- _EXERCISE PROMPT_:
List each line of the data that holds the string "build", please.

DATA TO PROCESS: Begin

PR #1037, opened 2024-04-19
libsimpleio release 2.22223.1

pmunts:
Rebuilt for alr 2.0.


pmunts:
Forgot the postfetch script.  Will resubmit.

PR #1039, opened 2024-04-20
remoteio release 2.22297.1

pmunts:
Reworked for alr 2.0


pmunts:
Need to rework for macos, too.  Will resubmit later.

PR #1029, opened 2020-06-09
fix(greroll): allow giveaways to be rerolled before exit, thus exit early

favna:


src/commands/Giveaway/greroll.ts
```diff
@@ -35,7 +35,9 @@ export default class extends SkyraCommand {
 
 	private async resolveMessage(message: KlasaMessage, rawTarget: KlasaMessage | undefined) {
 		const target = rawTarget
-			? this.validateMessage(rawTarget) ? rawTarget : null
+			// If rawMessage is defined then we also check for colour
+			? this.validatePossibleMessage(rawTarget) ? rawTarget : null
+			// If rawTarget was undefined then we fetch it from the API and we don't check embed colour
 			: (await message.channel.messages.fetch({ limit: 100 })).find(msg => this.validateMessage(msg)) || null;
```
kyranet:
```suggestion
			// If rawMessage is defined then we check everything sans the colour
			? this.validateMessage(rawTarget) ? rawTarget : null
			// If rawTarget was undefined then we fetch it from the API and we check embed colour
			: (await message.channel.messages.fetch({ limit: 100 })).find(msg => this.validatePossibleMessage(msg)) || null;
```

kyranet (changes requested):
You got that backwards.

kyranet (approved):

PR #1040, opened 2020-06-17
fix(ship): fixed for when user is (magically) undefined

favna:
Some odd edge case that occurrs in Ship sometimes apparently.

### DIFF
--- a/src/commands/Misc/ship.ts
+++ b/src/commands/Misc/ship.ts
@@ -1,34 +1,28 @@
-import { SkyraCommand } from '@lib/structures/SkyraCommand';
+import { SkyraCommand, SkyraCommandOptions } from '@lib/structures/SkyraCommand';
 import { CanvasColors } from '@lib/types/constants/Constants';
 import { UserSettings } from '@lib/types/settings/UserSettings';
 import { KeyedMemberTag } from '@root/arguments/membername';
+import { ApplyOptions, CreateResolvers } from '@skyra/decorators';
 import { socialFolder } from '@utils/constants';
 import { fetch, FetchResultTypes, getDisplayAvatar, loadImage } from '@utils/util';
 import { Image } from 'canvas';
 import { Canvas } from 'canvas-constructor';
 import { remove as removeConfusables } from 'confusables';
-import { CommandStore, KlasaMessage } from 'klasa';
+import { KlasaMessage } from 'klasa';
 import { join } from 'path';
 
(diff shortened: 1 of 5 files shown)


kyranet (dismissed):
This is a wrong fix. It should be handled wherever this is called and never be called with null or undefined.

src/commands/Misc/ship.ts
```diff
@@ -53,8 +53,11 @@ export default class extends SkyraCommand {
 
 	public async run(message: KlasaMessage, [firstUser, secondUser]: [KeyedMemberTag, KeyedMemberTag]) {
 		// We need the UserTags to resolve the avatar and username
-		const firstUserTag = this.client.userTags.get(firstUser.id)!;
-		const secondUserTag = this.client.userTags.get(secondUser.id)!;
+		let firstUserTag = this.client.userTags.get(firstUser.id);
+		let secondUserTag = this.client.userTags.get(secondUser.id);
+
+		if (!firstUserTag) firstUserTag = { avatar: null, discriminator: '0001', bot: false, username: '' };
+		if (!secondUserTag) secondUserTag = { avatar: null, discriminator: '0001', bot: false, username: '' };
```
kyranet:
```suggestion
		const firstUserTag = this.client.userTags.get(firstUser.id) ?? { avatar: null, discriminator: '0001', bot: false, username: '' };
		const secondUserTag = this.client.userTags.get(secondUser.id) ?? { avatar: null, discriminator: '0001', bot: false, username: '' };
```

kyranet: Or even better:

```ts
private readonly kEmptyUserTag = { avatar: null, discriminator: '0001', bot: false, username: '' };
```

And then:

```suggestion
		const firstUserTag = this.client.userTags.get(firstUser.id) ?? this.kEmptyUserTag;
		const secondUserTag = this.client.userTags.get(secondUser.id) ?? this.kEmptyUserTag;
```

kyranet (dismissed):

favna:
So about the ship problem @kyranet, the empty user tag thing wouldn't really work because the usertag is also being read for the  text and such. I have 2 ideas rn
1. (currently coded): pick a random usertag based on a randomKey of the memberTags, to ensure that the random usertag is in the current guild at least.
2. default to skyra lol

kyranet:
3. use fetch instead of get

kyranet (approved):

PR #1041, opened 2020-06-17
fix(gsearch): validate that image has a valid image url before adding to embed

favna:


src/commands/Google/gsearch.ts
```diff
@@ -45,11 +45,19 @@ export default class extends RichDisplayCommand {
...
+			display.addPage((embed: MessageEmbed) => {
+				embed
+					.setTitle(item.title)
+					.setURL(item.link)
+					.setDescription(item.snippet);
+
+				const imageUrl = item.pagemap?.cse_image?.find(image => parseURL(image.src))?.src ?? '';
+				if (IMAGE_EXTENSION.test(imageUrl)) {
+					embed.setImage(imageUrl);
+				}
```
kyranet: The test should be done inside the find.

kyranet (dismissed):

kyranet (approved):

PR #1042, opened 2020-06-17
fix(marry): fix 2k char limit in display

favna:
idk what else it could be other than the question. Everything else is well within 2K characters that Skyra sends in this question. So I guess cutting that one then...

See: https://discordapp.com/channels/541738403230777351/648662983324729375/712839236792877126


kyranet (commented):
A good fix would be to turn it into different pages.
Once I do `@skyra/anti-user-settings` and we migrate Skyra to TypeORM, we'll limit marriages to 20 users.

favna:
image

src/commands/Social/marry.ts
```diff
@@ -66,6 +85,7 @@ export default class extends SkyraCommand {
 
 		// settings is already sync by the monitors.
 		const spouses = author.settings.get(UserSettings.Marry);
+		this.client.console.log('spouses: ', spouses);
```
kyranet: 🧹
```suggestion
```

kyranet (changes requested):

src/commands/Social/marry.ts
```diff
@@ -24,36 +29,51 @@ async function askYesNo(channel: TextChannel | DMChannel, user: KlasaUser, quest
...
+
 		const users = message.author.settings.get(UserSettings.Marry);
 		if (users.length === 0) return message.sendLocale('COMMAND_MARRY_NOTTAKEN');
 
-		const usernames = await Promise.all(users.map(async user => `${await this.client.userTags.fetchUsername(user)} (${user})`));
-		return message.sendLocale('COMMAND_MARRY_WITH', [usernames]);
+		const usernames = chunk(await Promise.all(users.map(async user => {
+			const [userId] = await this.client.userTags.fetchEntry(user);
+			return `<@${userId}>`;
+		})), 20);
```
kyranet: Are you not going to use the username? It was added because sometimes mentions don't render well.
If not, change it to this:

```suggestion
		const usernames = chunk(users.map(user => `<@${user}>`), 20);
```

kyranet (dismissed):

src/commands/Social/marry.ts
favna: in what cases would mentions not render well? Is this when they are married to someone they no longer share a server with?

kyranet: Yup. Or even when the married users are uncached on the user's side.

favna: Alright I'll revert this later today then. Currently updating pokemon API with DLC data.

kyranet (approved):

PR #1057, opened 2020-06-21
Fix spellling mistake inside the README.md file.

Tylertron1998:


favna (approved):

favna:
Only because apparently `doughnut` is more common in writing, even in American English. source: https://writingexplained.org/doughnut-or-donut-difference

PR #1082, opened 2020-07-14
feat(TORM): Command usage analytics migrations

Quantumlyy:


src/lib/orm/migrations/1594757329224-V13_MigrateAnalytics.ts
```diff
@@ -0,0 +1,105 @@
...
+					INSERT
+					INTO command_counter ("id", "uses")
+					VALUES ($1, $2)
+					ON CONFLICT (id)
+					DO
+						UPDATE
+						SET uses = command_counter.uses + $2;
+				`, [command._field, command._value]);
+			}
+		});
```
kyranet: No need for the `.then()` in an `async/await`, also you probably want to wrap it into a `try/catch/finally` so you commit on success, rollback on failure (and rethrow), and dispose when done.

src/lib/orm/migrations/1594757329224-V13_MigrateAnalytics.ts
```diff
@@ -0,0 +1,105 @@
...
+	}
+
+	public async down(queryRunner: QueryRunner): Promise<void> {
+		const influx = new InfluxDB(INFLUX_OPTIONS);
+		const reader = influx.getQueryApi(INFLUX_ORG);
+
+		const commands = await reader.collectRows<InfluxSummedCommandEntry>(INFLUX_ALL_COMMANDS_SCRIPT);
+
+		await queryRunner.startTransaction().then(async () => {
+			await queryRunner.query('CREATE TABLE command_counter');
```
kyranet: You should use `queryRunner.createTable` and follow what we did in other migrations, this syntax is invalid as it doesn't include the columns.

kyranet (changes requested):

kyranet (dismissed):

src/lib/orm/migrations/1594757329224-V13_MigrateAnalytics.ts
```diff
@@ -0,0 +1,120 @@
+import { InfluxDB, Point, WritePrecision } from '@influxdata/influxdb-client';
```
favna, line 1: Have you locally tested the migration? If not please do so, you can get into a pre-migration state with the `typeorm:schema:resync` script seeing as how this PR does not yet remove the entity or any calls to it.

favna:
Once #1090 is merged please also add a line to the SQL script that adds the new migration to the table (SQL is pretty self explanatory there). The SQL script is to fake having ran migrations.

src/lib/orm/migrations/1594757329224-V13_MigrateAnalytics.ts
Quantumlyy: Well, it seems to have worked now.

favna:
well there's 1 test you will have to do still
1. checkout some commit or branch that is pre-typeorm (for a branch I guess you could grab misc/moderations-reformat)
2. delete all your database tables and the rpg enum thingy
3. build & run the bot so it creates the tables with Klasa SG
4. Do some commands to fill command counter
5. Stop the bot
6. Run the migrations

That will basically simulate the state from which migrations will be ran on prod.

Quantumlyy:
> well there's 1 test you will have to do still
> 
> 1. checkout some commit or branch that is pre-typeorm (for a branch I guess you could grab misc/moderations-reformat)
> 2. delete all your database tables and the rpg enum thingy
> 3. build & run the bot so it creates the tables with Klasa SG
> 4. Do some commands to fill command counter
> 5. Stop the bot
> 6. Run the migrations
> 
> That will basically simulate the state from which migrations will be ran on prod.

This test has been performed successfully, both for run and revert.

favna (approved):

kyranet (approved):

PR #1090, opened 2020-07-15
refactor/scripts stuff

favna:
- chore: remove Database folder
- chore: add setmigrations sql script
- docs: add doc and support for .mjs scripts in scripts folder
- docs: add @Rexogamer as a contributor


scripts/tsconfig.json
```diff
@@ -0,0 +1,13 @@
...
+		"target": "ESNext",
+		"module": "ESNext",
+		"rootDir": ".",
+		"outDir": ".",
+		"sourceMap": false,
+		"incremental": false
+	},
+	"include": [".", "*.mjs"],
+	"exclude": []
+}
```
kyranet:
```suggestion
}

```

scripts/gulpfile.ts
```diff
@@ -0,0 +1,90 @@
...
+	}
+
+	@Task('subTask_removeJsOutput')
+	public async subTask_removeJsOutput() {
+		return (await fsp.readdir(this.#scriptsDir))
+			.filter(file => this.#jsFilesPattern.test(file))
+			.map(file => remove(resolve(this.#scriptsDir, file)));
+	}
+
+
```
kyranet:
```suggestion

```

scripts/gulpfile.ts
```diff
@@ -0,0 +1,90 @@
...
+import rename from 'gulp-rename';
+import { Gulpclass, SequenceTask, Task } from 'gulpclass/Decorators';
+import fetch from 'node-fetch';
+import { join, resolve } from 'path';
+import { toUnicode } from 'punycode';
+import { createConnection } from 'typeorm';
+
+// Get the TypeORM configuration
+// eslint-disable-next-line @typescript-eslint/no-var-requires
+const config = require('./ormconfig');
```
kyranet: You probably want to specify that it doesn't refer to an `ormconfig` at the `scripts` folder, but that it's `eval`uated in the root folder (`gulpfile.js`) after transpiling it from TypeScript.

Though I'm not fond of this practice and feels too hacky.

kyranet (changes requested):

scripts/gulpfile.ts
favna: It's either that or using ts-node (which shits on reading tsconfig and is bad anyway) or writing the gulp tasks in pure JS.

Or I suppose adding individual JS files in scripts but then we lose typechecking.

Initially I had it set up with just .mjs files but the lack of typechecking bothers me.

kyranet: > It's either that or using ts-node (which shits on reading tsconfig and is bad anyway) or writing the gulp tasks in pure JS.

What I meant is to place a line specifying this file is run in another context, aka it runs in the root folder as the entire module's source code is run via `eval()`. This isn't obvious and will cause confusion in the future.

> Or I suppose adding individual JS files in scripts

Honestly I prefer this over having to install multiple dependencies, aligns scripts to how we do the tests, bringing consistency to the project (and avoiding `gulp`, a module I'm not exactly happy with).

> Initially I had it set up with just .mjs files but the lack of typechecking bothers me.

`tsconfig.json` can be configured to typecheck JavaScript's types, that's how [Skyra 3.4.0 was typechecked](https://github.com/skyra-project/skyra/blob/3.4.0/tsconfig.json#L9) despite of being entirely in JavaScript.

kyranet (approved):

PR #1091, opened 2020-07-15
fix(rpg): change RPGRank#guild to a ManyToOne relationship

kyranet:
Fixes a bug introduced by the automatic migration tool for SQL to TypeORM.


PyroTechniac (dismissed):

src/lib/orm/entities/RpgGuildRankEntity.ts
```diff
@@ -12,7 +12,7 @@ export class RpgGuildRankEntity extends BaseEntity {
 	@Column('varchar', { length: 50 })
 	public name!: string;
 
-	@OneToMany(() => RpgGuildEntity, guild => guild.ranks, { onDelete: 'CASCADE' })
+	@ManyToOne(() => RpgGuildEntity, guild => guild.ranks, { onDelete: 'CASCADE' })
```
PyroTechniac, line 15: I don't think the ManyToOne side needs to show the inverse

kyranet: All other references of `@ManyToOne` in the project have an inverse, I'd keep this for consistency.

But if you can prove the behaviour is the same without them, feel free to submit a PR later 👍

favna (approved):

PR #1118, opened 2020-07-19
refactor(sticky-roles): centralize all logic and fix everything

kyranet:


src/lib/structures/managers/StickyRoleManager.ts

DATA TO PROCESS: End

- _ANSWER TO THE EXERCISE_:
3. build & run the bot so it creates the tables with Klasa SG
> 3. build & run the bot so it creates the tables with Klasa SG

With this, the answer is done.